One thing I want to be clear about is that we will not support consumer bank
accounts, either directly or through our customers. So it will not be possible
to build your own branded consumer bank on SEED.

We expect our API will be used by companies that see value in automating their
payments and receivables process, have a desire to integrate banking into
their internal backend systems, have a desire to easily do analysis on their
banking data, and so on. In the long run, we expect that most of our customers
will use our mobile and web clients rather than using the API directly.

To answer your other questions:

1\. Properly managing fraud is critical to our business. As you mentioned, the
potential risks are scary both for us and our customers. Some of what we do
will remain private, but over time we'll share more of our approach to
ensuring the safety and security of our customer funds. While we intend to
protect ourselves against loss as well as or better than traditional banks, we
believe there are many ways to do so without the inconveniences that most
banks impose on their customers. Our first hire is an expert in cryptography,
mathematics, and infosec, so that should give you some idea of where our
priorities are.

2\. We have thought a lot about how to best serve the bitcoin community. In
fact, that used to be our pitch -- a bank for the bitcoin economy. As we spent
many months talking to bitcoin merchants and the community at large, what we
found is that the problems they face are the same problems many businesses
face -- existing banks are serving business customers poorly. Until bitcoin
stabilizes as a store of value or derivative strategies are baked into the
exchanges, we don't believe that bitcoin transaction volume will grow
meaningfully, so we're not focused on serving bitcoin merchants right now.
Since our platform is flexible, we'll be able to integrate bitcoin support if
and when it becomes a need for our customer base, so we'll see what happens.
Personally, I own bitcoin and would love to see it or other cryptocurrencies
thrive, and I'm a believer in the blockchain as an enabling technology.

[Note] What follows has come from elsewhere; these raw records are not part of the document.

PR #773, opened 2022-05-02
[FIX] token/inventory is null without API URL

Sliman4:
# Description

When running locally without API_URL, it displays an error in console and won't open some modal windows:

image
image
image
image

After change:
image
image
image

Since there's no reasonable value to put into SFL Supply, I've added a placeholder that says "You're running Sunflower Land locally!"
NFT interfaces are read-only and obviously you can't craft, but it may be useful if a new contributor like me wants to change something in UI.

## Type of change

Bug fix (non-breaking change which fixes an issue)

# How Has This Been Tested?

Manually and yarn test.

# Checklist:


adamhannigan (approved):
LGTM 🚀 

In the future we could consider adding a more explicit URL such as `IS_LOCAL`.

Ping us on Discord #coders-chat and we can set you up with testnet access 😄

As to banking the exchanges, we're really limited by our regulators. We
believe that properly operated exchanges that have MSB licenses and are
running compliant KYC/AML programs deserve access to banking, and we believe
that we can provide banking services to exchanges in a safe and lawful manner.
However, the risk tolerance of our regulators does not always match our own.
This is something we'll have to work towards. In the meantime, it's heartening
to see that some exchanges appear to have found stable onshore banking
relationships, such as Coinbase + SVB.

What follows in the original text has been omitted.